## Activity:
The expected answer comprises all lines from the entries that contain the string "extra".

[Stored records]
_____
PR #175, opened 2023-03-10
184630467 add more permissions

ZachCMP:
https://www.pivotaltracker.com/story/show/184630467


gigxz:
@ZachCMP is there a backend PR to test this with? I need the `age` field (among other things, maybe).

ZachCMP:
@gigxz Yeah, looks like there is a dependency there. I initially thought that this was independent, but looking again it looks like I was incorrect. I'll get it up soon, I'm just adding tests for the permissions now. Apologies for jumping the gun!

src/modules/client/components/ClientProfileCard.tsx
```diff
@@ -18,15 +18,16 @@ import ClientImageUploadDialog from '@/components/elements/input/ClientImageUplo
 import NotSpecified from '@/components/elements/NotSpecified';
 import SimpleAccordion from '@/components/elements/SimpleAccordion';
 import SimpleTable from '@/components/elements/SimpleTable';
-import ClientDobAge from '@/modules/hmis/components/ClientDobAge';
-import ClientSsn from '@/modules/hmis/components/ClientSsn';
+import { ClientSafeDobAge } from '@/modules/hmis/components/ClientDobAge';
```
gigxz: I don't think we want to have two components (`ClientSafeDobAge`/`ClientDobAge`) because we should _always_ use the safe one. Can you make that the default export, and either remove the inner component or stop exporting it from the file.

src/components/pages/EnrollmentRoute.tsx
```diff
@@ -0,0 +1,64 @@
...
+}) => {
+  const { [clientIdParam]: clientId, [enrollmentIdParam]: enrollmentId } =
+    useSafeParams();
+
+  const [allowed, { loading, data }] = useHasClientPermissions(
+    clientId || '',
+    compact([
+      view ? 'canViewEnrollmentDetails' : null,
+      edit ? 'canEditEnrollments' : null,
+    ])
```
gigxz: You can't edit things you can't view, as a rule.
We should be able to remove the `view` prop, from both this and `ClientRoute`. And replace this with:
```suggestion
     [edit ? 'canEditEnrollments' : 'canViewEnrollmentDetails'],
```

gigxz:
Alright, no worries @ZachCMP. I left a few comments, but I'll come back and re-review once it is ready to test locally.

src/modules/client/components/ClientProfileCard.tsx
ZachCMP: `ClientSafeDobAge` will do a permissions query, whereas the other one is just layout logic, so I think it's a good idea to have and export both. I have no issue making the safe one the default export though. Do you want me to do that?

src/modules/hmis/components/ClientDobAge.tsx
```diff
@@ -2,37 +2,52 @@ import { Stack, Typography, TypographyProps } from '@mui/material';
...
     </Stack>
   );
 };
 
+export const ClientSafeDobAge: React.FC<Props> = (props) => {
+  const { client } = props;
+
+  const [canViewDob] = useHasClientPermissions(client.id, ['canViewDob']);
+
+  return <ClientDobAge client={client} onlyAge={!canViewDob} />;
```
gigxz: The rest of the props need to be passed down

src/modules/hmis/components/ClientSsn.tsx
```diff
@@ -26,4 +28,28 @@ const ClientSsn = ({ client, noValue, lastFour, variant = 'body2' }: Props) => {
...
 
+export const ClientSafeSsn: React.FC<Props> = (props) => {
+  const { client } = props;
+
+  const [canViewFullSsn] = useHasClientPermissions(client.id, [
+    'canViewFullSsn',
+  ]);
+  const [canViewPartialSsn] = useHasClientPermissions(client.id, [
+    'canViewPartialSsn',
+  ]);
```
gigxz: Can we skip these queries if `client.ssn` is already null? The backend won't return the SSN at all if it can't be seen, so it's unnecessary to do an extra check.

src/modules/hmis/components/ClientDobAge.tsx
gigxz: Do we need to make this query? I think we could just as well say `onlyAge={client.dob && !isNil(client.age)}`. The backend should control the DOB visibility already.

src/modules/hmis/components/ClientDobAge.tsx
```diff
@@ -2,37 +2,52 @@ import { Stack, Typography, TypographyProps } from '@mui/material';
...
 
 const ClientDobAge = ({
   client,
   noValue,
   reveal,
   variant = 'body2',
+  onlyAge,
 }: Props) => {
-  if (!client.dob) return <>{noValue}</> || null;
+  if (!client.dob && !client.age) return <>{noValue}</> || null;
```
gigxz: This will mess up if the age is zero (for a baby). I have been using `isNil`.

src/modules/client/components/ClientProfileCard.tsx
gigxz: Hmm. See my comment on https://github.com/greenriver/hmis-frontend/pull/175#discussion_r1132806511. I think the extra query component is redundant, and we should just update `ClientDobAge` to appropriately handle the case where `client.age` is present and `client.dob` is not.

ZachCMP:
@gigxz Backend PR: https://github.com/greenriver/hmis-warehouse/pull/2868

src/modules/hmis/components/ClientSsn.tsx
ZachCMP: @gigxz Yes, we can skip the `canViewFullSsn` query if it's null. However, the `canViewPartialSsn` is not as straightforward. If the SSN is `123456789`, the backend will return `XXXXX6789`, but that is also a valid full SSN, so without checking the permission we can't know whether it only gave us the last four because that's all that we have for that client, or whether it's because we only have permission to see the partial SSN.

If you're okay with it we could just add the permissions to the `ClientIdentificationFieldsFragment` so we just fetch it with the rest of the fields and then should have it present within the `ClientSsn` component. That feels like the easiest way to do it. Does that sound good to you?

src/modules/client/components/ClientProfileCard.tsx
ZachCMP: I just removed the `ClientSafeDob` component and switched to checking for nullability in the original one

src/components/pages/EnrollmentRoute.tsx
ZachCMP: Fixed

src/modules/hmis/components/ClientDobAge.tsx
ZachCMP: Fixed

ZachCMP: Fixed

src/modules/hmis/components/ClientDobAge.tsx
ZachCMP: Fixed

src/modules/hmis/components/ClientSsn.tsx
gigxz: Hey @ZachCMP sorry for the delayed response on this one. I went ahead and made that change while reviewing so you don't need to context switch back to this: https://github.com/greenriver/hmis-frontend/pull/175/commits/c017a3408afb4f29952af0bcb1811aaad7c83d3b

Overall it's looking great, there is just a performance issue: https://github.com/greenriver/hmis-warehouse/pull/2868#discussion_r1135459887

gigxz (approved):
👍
_____
## Written solution:
gigxz: Can we skip these queries if `client.ssn` is already null? The backend won't return the SSN at all if it can't be seen, so it's unnecessary to do an extra check.
gigxz: Hmm. See my comment on https://github.com/greenriver/hmis-frontend/pull/175#discussion_r1132806511. I think the extra query component is redundant, and we should just update `ClientDobAge` to appropriately handle the case where `client.age` is present and `client.dob` is not.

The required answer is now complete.